**WHAT THE EXERCISE ASKS:** Set down the records that follow in full and without changes.

**DATASET EXTRACT:**
PR #65, opened 2018-01-04
modify db_instance and output more useful error message

xiaozhu36:
The pr modify db_instance resource and remove some field to next new resources. In addition, the PR output much useful message when there are some errors.

The result of running test case as follows:

TF_ACC=1 go test ./alicloud -v -run=TestAccAlicloudDBInstance -timeout 120m
=== RUN   TestAccAlicloudDBInstance_import
--- PASS: TestAccAlicloudDBInstance_import (548.36s)
=== RUN   TestAccAlicloudDBInstance_basic
--- PASS: TestAccAlicloudDBInstance_basic (451.32s)
=== RUN   TestAccAlicloudDBInstance_vpc
--- PASS: TestAccAlicloudDBInstance_vpc (470.51s)
=== RUN   TestAccAlicloudDBInstance_multiAZ
--- PASS: TestAccAlicloudDBInstance_multiAZ (473.04s)
=== RUN   TestAccAlicloudDBInstance_securityIps
--- PASS: TestAccAlicloudDBInstance_securityIps (489.98s)
=== RUN   TestAccAlicloudDBInstance_upgradeClass
--- FAIL: TestAccAlicloudDBInstance_upgradeClass (1799.57s)
PASS
ok    github.com/alibaba/terraform-provider/alicloud  4233.446s


catsby:
Hello! I have a few concerns about this pull request that I'd like to discuss.

1) The title is misleading in that while those changes are made, they represent a very small fraction of the actual changes contained. In the future please construct pull requests to isolate specific changes
2) Those db instance changes appear to be significant and perhaps even backwards incompatible changes. For example, if a user is on a version of the provider that does not contain these changes, and then upgrades, will their next Terraform `plan` show a diff? Will it show any `ForceNew` (recreation of resources) needed? These things need to be considered and addressed in upgrades and state migrations
3) The changes to `config.go` and `provider.go` are backwards incompatible. The introduce a new configuration attribute `SecurityToken` (`security_token`) that is now **required**, meaning any user upgrading to this version will now have configuration that doesn't work. If this new attribute is a new requirement and so unavoidable, it needs to be documented in both the CHANGELOG as a backwards incompatible change, as well as documentation added for what this new value is and that it is required (in /website/docs/index.html.markdown)
4) Lastly, I see there are new versions/releases in GitHub (https://github.com/terraform-providers/terraform-provider-alicloud/releases). These new releases are not automatically available to Terraform users. For those versions to become available to all Terraform users, they need to be cross compiled and hosted on releases.hashicorp.com. The process to publish releases is controlled by HashiCorp at this time, and new releases need to be coordinated through us. Do you have an email address contact that you can message to start this process? 

Please let me know what questions you have here. It's clear we have not provided you the information you need, so I would very much like to clear things up and get your new releases out 😄 

Thanks!

zhuzhih2017:
@catsby Thanks for you comments, I need your help to make our new release out. My email dongxiao.zzh@alibaba-inc.com

1. I'll pay attentions for  constructing pull requests to isolate specific changes in the future please.
2. We have do the compatible testing and we keep the old field to make sure the not broken the state and add annotation to prompt user when they change. 
3. You are right, SecurityToken shouldn't be required. We have fixed.

PR #98, opened 2018-01-25
Fix implicit regex/string conversion issue

catsby:
There is currently an issue that prevents the AliCloud documentation from rendering. Please merge this as soon as possible (or I may) to restore the documentation.

### DIFF
--- a/website/alicloud.erb
+++ b/website/alicloud.erb
@@ -10,7 +10,7 @@
                     <a href="/docs/providers/alicloud/index.html">Alicloud Provider</a>
                 </li>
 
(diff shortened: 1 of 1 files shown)


catsby:
The AliCloud documentation is currently missing from terraform.io due to this rendering error, so in the interest of restoring them, I'm going to go ahead and merge and deploy this patch. Let me know if you have any questions. Thanks!

xiaozhu36:
Hi @catsby Thanks for your contribution. I will avoid the same issue to happen in the future PR.

PR #126, opened 2018-03-14
Update SDK version to fix unresolving endpoint issue

xiaozhu36:
The PR updates sdk version to fix bug that provider cannot resolving some region endpoint.


zhuzhih2017:
@xiaozhu36 Please keep the same revision for the SDK from same repository.

PR #135, opened 2018-03-26
new data source for security group rules

malferov:
- new data source added to provider for security group rules
 - test case for filtering different types of rules
 - documentation page


alicloud/data_source_alicloud_security_group_rules.go
```diff
@@ -0,0 +1,182 @@
...
+	"github.com/denverdino/aliyungo/ecs"
+	"github.com/hashicorp/terraform/helper/schema"
+)
+
+func dataSourceAlicloudSecurityGroupRules() *schema.Resource {
+	return &schema.Resource{
+		Read: dataSourceAlicloudSecurityGroupRulesRead,
+
+		Schema: map[string]*schema.Schema{
+			"id": {
```
xiaozhu36: I think 'group_id' may be more easily understandable than 'id'. 'name' and 'description' are also same.  After all, the datasource is security group rules, not security group.

malferov: Indeed, fixed. Please find update.

PR #389, opened 2018-10-09
add new resource of apigateway apis and groups

geeklenny:
add new resource of apigateway apis and groups


geeklenny:
add new resource of apigateway apis and groups

PR #471, opened 2018-11-05
support enable/disable security enhancement strategy when create inst…

nightmeng:
TF_DEBUG=debug TF_ACC=1 go  test -v -run=TestAccAlicloudInstance_basic
=== RUN   TestAccAlicloudInstance_basic
--- PASS: TestAccAlicloudInstance_basic (104.59s)
PASS
ok  	github.com/terraform-providers/terraform-provider-alicloud/alicloud	104.641s

### DIFF
--- a/alicloud/common.go
+++ b/alicloud/common.go
@@ -485,3 +485,7 @@ func loadFileContent(v string) ([]byte, error) {
 	}
 	return fileContent, nil
 }
+
+func equalsIgnoreCase(left string, right string) bool {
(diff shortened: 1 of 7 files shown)


alicloud/common.go
```diff
@@ -485,3 +485,7 @@ func loadFileContent(v string) ([]byte, error) {
 	}
 	return fileContent, nil
 }
+
+func equalsIgnoreCase(left string, right string) bool {
```
xiaozhu36: I think use the ValidateFunc will be better.

PR #481, opened 2018-11-08
Increasing the min_size and max_size scaling group parameters to 1000

agrotarun:
Currently the max capacity of auto scaling in ALI cloud is 1000 but terraform still points to old capacity of 100. Changing it


xiaozhu36:
HI @agrotarun Thanks for your contribution. Please update docs for this PR.

PR #613, opened 2019-01-03
Use HTTPS for all requests

chanind:
Attempting to use HTTPS everywhere to address https://github.com/terraform-providers/terraform-provider-alicloud/issues/609


chanind:
It seems like you've fixed this, so closing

**RESULT OF THE TASK:**
PR #65, opened 2018-01-04
modify db_instance and output more useful error message

xiaozhu36:
The pr modify db_instance resource and remove some field to next new resources. In addition, the PR output much useful message when there are some errors.

The result of running test case as follows:

TF_ACC=1 go test ./alicloud -v -run=TestAccAlicloudDBInstance -timeout 120m
=== RUN   TestAccAlicloudDBInstance_import
--- PASS: TestAccAlicloudDBInstance_import (548.36s)
=== RUN   TestAccAlicloudDBInstance_basic
--- PASS: TestAccAlicloudDBInstance_basic (451.32s)
=== RUN   TestAccAlicloudDBInstance_vpc
--- PASS: TestAccAlicloudDBInstance_vpc (470.51s)
=== RUN   TestAccAlicloudDBInstance_multiAZ
--- PASS: TestAccAlicloudDBInstance_multiAZ (473.04s)
=== RUN   TestAccAlicloudDBInstance_securityIps
--- PASS: TestAccAlicloudDBInstance_securityIps (489.98s)
=== RUN   TestAccAlicloudDBInstance_upgradeClass
--- FAIL: TestAccAlicloudDBInstance_upgradeClass (1799.57s)
PASS
ok    github.com/alibaba/terraform-provider/alicloud  4233.446s


catsby:
Hello! I have a few concerns about this pull request that I'd like to discuss.

1) The title is misleading in that while those changes are made, they represent a very small fraction of the actual changes contained. In the future please construct pull requests to isolate specific changes
2) Those db instance changes appear to be significant and perhaps even backwards incompatible changes. For example, if a user is on a version of the provider that does not contain these changes, and then upgrades, will their next Terraform `plan` show a diff? Will it show any `ForceNew` (recreation of resources) needed? These things need to be considered and addressed in upgrades and state migrations
3) The changes to `config.go` and `provider.go` are backwards incompatible. The introduce a new configuration attribute `SecurityToken` (`security_token`) that is now **required**, meaning any user upgrading to this version will now have configuration that doesn't work. If this new attribute is a new requirement and so unavoidable, it needs to be documented in both the CHANGELOG as a backwards incompatible change, as well as documentation added for what this new value is and that it is required (in /website/docs/index.html.markdown)
4) Lastly, I see there are new versions/releases in GitHub (https://github.com/terraform-providers/terraform-provider-alicloud/releases). These new releases are not automatically available to Terraform users. For those versions to become available to all Terraform users, they need to be cross compiled and hosted on releases.hashicorp.com. The process to publish releases is controlled by HashiCorp at this time, and new releases need to be coordinated through us. Do you have an email address contact that you can message to start this process? 

Please let me know what questions you have here. It's clear we have not provided you the information you need, so I would very much like to clear things up and get your new releases out 😄 

Thanks!

zhuzhih2017:
@catsby Thanks for you comments, I need your help to make our new release out. My email dongxiao.zzh@alibaba-inc.com

1. I'll pay attentions for  constructing pull requests to isolate specific changes in the future please.
2. We have do the compatible testing and we keep the old field to make sure the not broken the state and add annotation to prompt user when they change. 
3. You are right, SecurityToken shouldn't be required. We have fixed.

PR #98, opened 2018-01-25
Fix implicit regex/string conversion issue

catsby:
There is currently an issue that prevents the AliCloud documentation from rendering. Please merge this as soon as possible (or I may) to restore the documentation.

### DIFF
--- a/website/alicloud.erb
+++ b/website/alicloud.erb
@@ -10,7 +10,7 @@
                     <a href="/docs/providers/alicloud/index.html">Alicloud Provider</a>
                 </li>
 
(diff shortened: 1 of 1 files shown)


catsby:
The AliCloud documentation is currently missing from terraform.io due to this rendering error, so in the interest of restoring them, I'm going to go ahead and merge and deploy this patch. Let me know if you have any questions. Thanks!

xiaozhu36:
Hi @catsby Thanks for your contribution. I will avoid the same issue to happen in the future PR.

PR #126, opened 2018-03-14
Update SDK version to fix unresolving endpoint issue

xiaozhu36:
The PR updates sdk version to fix bug that provider cannot resolving some region endpoint.


zhuzhih2017:
@xiaozhu36 Please keep the same revision for the SDK from same repository.

PR #135, opened 2018-03-26
new data source for security group rules

malferov:
- new data source added to provider for security group rules
 - test case for filtering different types of rules
 - documentation page


alicloud/data_source_alicloud_security_group_rules.go
```diff
@@ -0,0 +1,182 @@
...
+	"github.com/denverdino/aliyungo/ecs"
+	"github.com/hashicorp/terraform/helper/schema"
+)
+
+func dataSourceAlicloudSecurityGroupRules() *schema.Resource {
+	return &schema.Resource{
+		Read: dataSourceAlicloudSecurityGroupRulesRead,
+
+		Schema: map[string]*schema.Schema{
+			"id": {
```
xiaozhu36: I think 'group_id' may be more easily understandable than 'id'. 'name' and 'description' are also same.  After all, the datasource is security group rules, not security group.

malferov: Indeed, fixed. Please find update.

PR #389, opened 2018-10-09
add new resource of apigateway apis and groups

geeklenny:
add new resource of apigateway apis and groups


geeklenny:
add new resource of apigateway apis and groups

PR #471, opened 2018-11-05
support enable/disable security enhancement strategy when create inst…

nightmeng:
TF_DEBUG=debug TF_ACC=1 go  test -v -run=TestAccAlicloudInstance_basic
=== RUN   TestAccAlicloudInstance_basic
--- PASS: TestAccAlicloudInstance_basic (104.59s)
PASS
ok  	github.com/terraform-providers/terraform-provider-alicloud/alicloud	104.641s

### DIFF
--- a/alicloud/common.go
+++ b/alicloud/common.go
@@ -485,3 +485,7 @@ func loadFileContent(v string) ([]byte, error) {
 	}
 	return fileContent, nil
 }
+
+func equalsIgnoreCase(left string, right string) bool {
(diff shortened: 1 of 7 files shown)


alicloud/common.go
```diff
@@ -485,3 +485,7 @@ func loadFileContent(v string) ([]byte, error) {
 	}
 	return fileContent, nil
 }
+
+func equalsIgnoreCase(left string, right string) bool {
```
xiaozhu36: I think use the ValidateFunc will be better.

PR #481, opened 2018-11-08
Increasing the min_size and max_size scaling group parameters to 1000

agrotarun:
Currently the max capacity of auto scaling in ALI cloud is 1000 but terraform still points to old capacity of 100. Changing it


xiaozhu36:
HI @agrotarun Thanks for your contribution. Please update docs for this PR.

PR #613, opened 2019-01-03
Use HTTPS for all requests

chanind:
Attempting to use HTTPS everywhere to address https://github.com/terraform-providers/terraform-provider-alicloud/issues/609


chanind:
It seems like you've fixed this, so closing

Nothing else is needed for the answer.